A XP Investimentos reafirmou a recomendação de compra e manteve o preço-alvo de R$ 23, consolidando a visão positiva para o médio prazo. Já o Bradesco BBI, em avaliação mais cautelosa, posicionou a ação como “neutra”, com preferência por empresas como Cury (CURY3), que apresentam maior impulso nos lucros de curto prazo.
Os analistas destacam que, mesmo diante de volatilidade de curto prazo, a DIRR3 mantém fundamentos sólidos, fluxo de caixa previsível e capacidade de gerar retorno consistente sobre patrimônio líquido.
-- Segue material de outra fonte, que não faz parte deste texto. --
Issue #400, opened 2018-07-17
Support Intel syntax in the assembly reports


aalexand:
A user asked for this. Filing so that other users can upvote.

There is a workaround of creating a script, say ~/bin/objdump with content

```
#!/bin/bash
/usr/bin/objdump -M intel $*
```

and then setting

```
export PPROF_TOOLS=objdump:/home/user/bin/
```

but this is somewhat cumbersome.

wyk9787:
Should this be added as an independent option that only applies to "-disasm" and "-weblist" or as a parameter taken by those two commands?

aalexand:
Independent option I think. It's not special / important enough to be a dedicated argument for those commands.

PR #520, opened 2020-04-10
Support Intel syntax in the assembly reports

wyk9787:
Fixes: #400

Add an option to support Intel syntax in the assembly report, which is used in both `disasm` and `weblist` formats.

Tested on both Mac OS and Linux.

```
(pprof) disasm absl::*
   ...
         .          .    28aa620: movl  %ebx, %r11d
   ...
(pprof) intel_syntax
(pprof) disasm absl::*
   ...
         .          .    28aa620: mov   r11d, ebx
   ...

```

### DIFF
--- a/driver/driver.go
+++ b/driver/driver.go
@@ -142,7 +142,7 @@ type ObjTool interface {
 
 	// Disasm disassembles the named object file, starting at
 	// the start address and stopping at (before) the end address.
-	Disasm(file string, start, end uint64) ([]Inst, error)
+	Disasm(file string, start, end uint64, intelSyntax bool) ([]Inst, error)
 }
 
 // An Inst is a single instruction in an assembly listing.
@@ -269,8 +269,8 @@ func (f *internalObjFile) Symbols(r *regexp.Regexp, addr uint64) ([]*plugin.Sym,
 	return pluginSyms, nil
 }
 
-func (o *internalObjTool) Disasm(file string, start, end uint64) ([]plugin.Inst, error) {
-	insts, err := o.ObjTool.Disasm(file, start, end)
+func (o *internalObjTool) Disasm(file string, start, end uint64, intelSyntax bool) ([]plugin.Inst, error) {
+	insts, err := o.ObjTool.Disasm(file, start, end, intelSyntax)
 	if err != nil {
 		return nil, err
 	}
--- a/internal/binutils/binutils.go
+++ b/internal/binutils/binutils.go
@@ -160,24 +160,19 @@ func findExe(cmd string, paths []string) (string, bool) {
 func (bu *Binutils) Disasm(file string, start, end uint64, intelSyntax bool) ([]plugin.Inst, error) {
 	b := bu.get()
 	var cmd *exec.Cmd
+	args := []string{"-d", "-C", "--no-show-raw-insn", "-l",
+		fmt.Sprintf("--start-address=%#x", start),
+		fmt.Sprintf("--stop-address=%#x", end),
+		file}
+
 	if intelSyntax {
 		if runtime.GOOS == "darwin" {
-			cmd = exec.Command(b.objdump, "-x86-asm-syntax=intel", "-d", "-C", "--no-show-raw-insn", "-l",
-				fmt.Sprintf("--start-address=%#x", start),
-				fmt.Sprintf("--stop-address=%#x", end),
-				file)
+			args = append([]string{"-x86-asm-syntax=intel"}, args...)
 		} else {
-			cmd = exec.Command(b.objdump, "-M", "intel", "-d", "-C", "--no-show-raw-insn", "-l",
-				fmt.Sprintf("--start-address=%#x", start),
-				fmt.Sprintf("--stop-address=%#x", end),
-				file)
+			args = append([]string{"-M", "intel"}, args...)
 		}
-	} else {
-		cmd = exec.Command(b.objdump, "-d", "-C", "--no-show-raw-insn", "-l",
-			fmt.Sprintf("--start-address=%#x", start),
-			fmt.Sprintf("--stop-address=%#x", end),
-			file)
 	}
+	cmd = exec.Command(b.objdump, args...)
 	out, err := cmd.Output()
 	if err != nil {
 		return nil, fmt.Errorf("%v: %v", cmd.Args, err)
--- a/internal/binutils/binutils.go
+++ b/internal/binutils/binutils.go
@@ -157,12 +157,27 @@ func findExe(cmd string, paths []string) (string, bool) {
 
 // Disasm returns the assembly instructions for the specified address range
 // of a binary.
-func (bu *Binutils) Disasm(file string, start, end uint64) ([]plugin.Inst, error) {
+func (bu *Binutils) Disasm(file string, start, end uint64, intelSyntax bool) ([]plugin.Inst, error) {
 	b := bu.get()
-	cmd := exec.Command(b.objdump, "-d", "-C", "--no-show-raw-insn", "-l",
-		fmt.Sprintf("--start-address=%#x", start),
-		fmt.Sprintf("--stop-address=%#x", end),
-		file)
+	var cmd *exec.Cmd
+	if intelSyntax {
+		if runtime.GOOS == "darwin" {
+			cmd = exec.Command(b.objdump, "-x86-asm-syntax=intel", "-d", "-C", "--no-show-raw-insn", "-l",
+				fmt.Sprintf("--start-address=%#x", start),
+				fmt.Sprintf("--stop-address=%#x", end),
+				file)
+		} else {
+			cmd = exec.Command(b.objdump, "-M", "intel", "-d", "-C", "--no-show-raw-insn", "-l",
+				fmt.Sprintf("--start-address=%#x", start),
+				fmt.Sprintf("--stop-address=%#x", end),
+				file)
+		}
+	} else {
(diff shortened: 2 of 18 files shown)


kalyanac:
Can you include test outputs?

internal/binutils/binutils_test.go
```diff
@@ -188,10 +188,9 @@ func skipUnlessDarwinAmd64(t *testing.T) {
 	}
 }
 
-func TestDisasm(t *testing.T) {
-	skipUnlessLinuxAmd64(t)
+func DisasmTestingInternal(t *testing.T, intelSyntax bool) {
 	bu := &Binutils{}
-	insts, err := bu.Disasm(filepath.Join("testdata", "exe_linux_64"), 0, math.MaxUint64)
+	insts, err := bu.Disasm(filepath.Join("testdata", "exe_linux_64"), 0, math.MaxUint64, false)
```
kalyanac, line 193: 'false' should be intelSyntax

internal/driver/commands.go
```diff
@@ -154,6 +154,9 @@ var pprofVariables = variables{
 	"compact_labels": &variable{boolKind, "f", "", "Show minimal headers"},
 	"source_path":    &variable{stringKind, "", "", "Search path for source files"},
 	"trim_path":      &variable{stringKind, "", "", "Path to trim from source paths before search"},
+	"intel_syntax": &variable{boolKind, "f", "", helpText(
+		"Show assembly in Intel syntax",
+		"Only useful for command `disasm` and `weblist`")},
```
kalyanac, line 159: Only applicable to `disasm` and `weblist`

internal/binutils/binutils_test.go
wyk9787: Do you mean I should switch the behavior for `Disasm`, i.e. passing `false` to `Disasm` to indicate users want Intel syntax?

driver/driver.go
```diff
@@ -142,7 +142,7 @@ type ObjTool interface {
 
 	// Disasm disassembles the named object file, starting at
 	// the start address and stopping at (before) the end address.
-	Disasm(file string, start, end uint64) ([]Inst, error)
+	Disasm(file string, start, end uint64, intelSyntax bool) ([]Inst, error)
```
kalyanac, line 145: I wonder if accepting string is better to accommodate future changes in supported syntax. ex: asm_syntax=intel

internal/binutils/binutils_test.go
```diff
@@ -188,10 +188,9 @@ func skipUnlessDarwinAmd64(t *testing.T) {
 	}
 }
 
-func TestDisasm(t *testing.T) {
-	skipUnlessLinuxAmd64(t)
+func DisasmTestingInternal(t *testing.T, intelSyntax bool) {
```
aalexand, line 191: disasmTesting

aalexand: Actually, testDisasm

internal/binutils/binutils.go
```diff
@@ -157,12 +157,27 @@ func findExe(cmd string, paths []string) (string, bool) {
...
+				fmt.Sprintf("--start-address=%#x", start),
+				fmt.Sprintf("--stop-address=%#x", end),
+				file)
+		}
+	} else {
+		cmd = exec.Command(b.objdump, "-d", "-C", "--no-show-raw-insn", "-l",
+			fmt.Sprintf("--start-address=%#x", start),
+			fmt.Sprintf("--stop-address=%#x", end),
+			file)
+	}
```
aalexand, line 180: Can we modify the arguments instead of duplicating the whole call? Make them an array, massage as needed, use ellipsis syntax to invoke exec.Command.

internal/driver/commands.go
```diff
@@ -215,7 +218,7 @@ var pprofVariables = variables{
 		"For memory profiles, report average memory per allocation.",
 		"For time-based profiles, report average time per event.")},
 	"sample_index": &variable{stringKind, "", "", helpText(
-		"Sample value to report (0-based index or name)",
+		"Sample value to report (<x> is 0-based index or name)",
```
aalexand, line 221: This doesn't seem related to this change.

internal/report/source.go
```diff
@@ -239,7 +239,8 @@ func sourceCoordinates(asm map[int][]assemblyInstruction) (start, end int) {
 // assemblyPerSourceLine disassembles the binary containing a symbol
 // and classifies the assembly instructions according to its
 // corresponding source line, annotating them with a set of samples.
-func assemblyPerSourceLine(objSyms []*objSymbol, rs graph.Nodes, src string, obj plugin.ObjTool) map[int][]assemblyInstruction {
+func assemblyPerSourceLine(objSyms []*objSymbol, rs graph.Nodes,
+	src string, obj plugin.ObjTool, intelSyntax bool) map[int][]assemblyInstruction {
```
aalexand, line 243: Please avoid unrelated formatting changes. Keep this one line, long lines are fine in Go.

aalexand:
This PR seems to contain unrelated commits.

driver/driver.go
aalexand: I wouldn't do it - this makes code harder to refactor. We can revise the current approach when we have more options. E.g. this could take an option structure of something. But just an argument is fine for now.

internal/driver/commands.go
wyk9787: Done.

driver/driver.go
wyk9787: Ack.

internal/binutils/binutils_test.go
wyk9787: Done.

internal/binutils/binutils.go
wyk9787: Done.

internal/driver/commands.go
wyk9787: Reverted.

internal/report/source.go
wyk9787: Ack. Now fixed.

wyk9787:
> This PR seems to contain unrelated commits.

Should now be reverted.

internal/report/report.go
```diff
@@ -79,6 +79,8 @@ type Options struct {
 	Symbol     *regexp.Regexp // Symbols to include on disassembly report.
 	SourcePath string         // Search path for source files.
 	TrimPath   string         // Paths to trim from source file paths.
+
+	IntelSyntax bool // Whether or not to print assembly in Intel syntax
```
aalexand, line 83: nit: missing trailing full stop.

wyk9787: Done.

wyk9787:
> to commands

Done.

internal/binutils/binutils_test.go
wyk9787: Now fixed.

aalexand:
> Are you referring to "--start_address" and "--stop-address"? Do you mean they should be put after `file`?

I am referring to the file path argument (it's the only positional one: `--start-address` and `--stop-address` are not, these are options / flags).

wyk9787:
> > Are you referring to "--start_address" and "--stop-address"? Do you mean they should be put after `file`?
> 
> I am referring to the file path argument (it's the only positional one: `--start-address` and `--stop-address` are not, these are options / flags).

I see. Right now, I am actually inserting the "intel flags" at the beginning of the `args`, so the file path argument is indeed the last argument.

aalexand:
> I see. Right now, I am actually inserting the "intel flags" at the beginning of the `args`, so the file path argument is indeed the last argument.

Ah, I missed that, sorry.

internal/binutils/binutils.go
```diff
@@ -157,12 +157,22 @@ func findExe(cmd string, paths []string) (string, bool) {
 
 // Disasm returns the assembly instructions for the specified address range
 // of a binary.
-func (bu *Binutils) Disasm(file string, start, end uint64) ([]plugin.Inst, error) {
+func (bu *Binutils) Disasm(file string, start, end uint64, intelSyntax bool) ([]plugin.Inst, error) {
 	b := bu.get()
-	cmd := exec.Command(b.objdump, "-d", "-C", "--no-show-raw-insn", "-l",
+	var cmd *exec.Cmd
```
aalexand, line 162: Remove this var, and use "cmd :=" below, as prior to to this change.

internal/binutils/binutils.go
```diff
@@ -157,12 +157,22 @@ func findExe(cmd string, paths []string) (string, bool) {
...
+	args := []string{"-d", "-C", "--no-show-raw-insn", "-l",
 		fmt.Sprintf("--start-address=%#x", start),
 		fmt.Sprintf("--stop-address=%#x", end),
-		file)
+		file}
+
+	if intelSyntax {
+		if runtime.GOOS == "darwin" {
+			args = append([]string{"-x86-asm-syntax=intel"}, args...)
```
aalexand, line 170: nit: I personally would append this flag at the end, and move appending file to after this code. It doesn't really matter much in this case, but appending "args..." is O(N), unnecessarily. Again, this doesn't really matter here since the list is fixed len and tiny. So feel free to leave this as is.

internal/binutils/binutils.go
wyk9787: Done.

internal/binutils/binutils.go
wyk9787: It makes sense. Now changed.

Impacto do balanço no mercado de ações
A reação negativa inicial reflete a sensibilidade dos investidores a margens e fluxo de caixa, mesmo quando os lucros crescem significativamente. A Direcional apresentou lucro 27,7% superior ao mesmo período do ano anterior, evidenciando resiliência operacional frente a desafios econômicos.
A combinação de aumento da dívida líquida, queda sequencial na margem do backlog e fluxo de caixa livre abaixo do esperado contribuiu para a queda nas cotações, ainda que os fundamentos de crescimento de longo prazo permaneçam intactos.
Estratégia de monetização e foco operacional
A Direcional mantém estratégias de monetização de ativos, venda de contas a receber e expansão do programa MCMV, medidas que aumentam a previsibilidade do fluxo de caixa e fortalecem a estrutura financeira do grupo. A companhia também tem atuado para equilibrar alavancagem e rentabilidade, priorizando crescimento sustentável e mitigação de riscos.
Especialistas destacam que o foco em habitação de baixa renda, aliado à disciplina financeira e ao monitoramento de margens, fortalece o apelo do DIRR3 para investidores institucionais e individuais. A gestão proativa da empresa é considerada um diferencial frente à volatilidade do mercado e às condições econômicas desafiadoras.
Cenário para 2026 e próximos movimentos
Para 2026, a Direcional projeta manutenção do crescimento de lucro e expansão de margem operacional, principalmente no segmento de habitação popular. A disciplina financeira, a monetização de ativos e a eficiência operacional são fatores que sustentam o potencial de valorização da ação no médio e longo prazo.
Apesar da volatilidade no curto prazo, a empresa apresenta fundamentos robustos, capacidade de geração de caixa e retorno consistente sobre patrimônio, reforçando a confiança dos analistas na trajetória da DIRR3.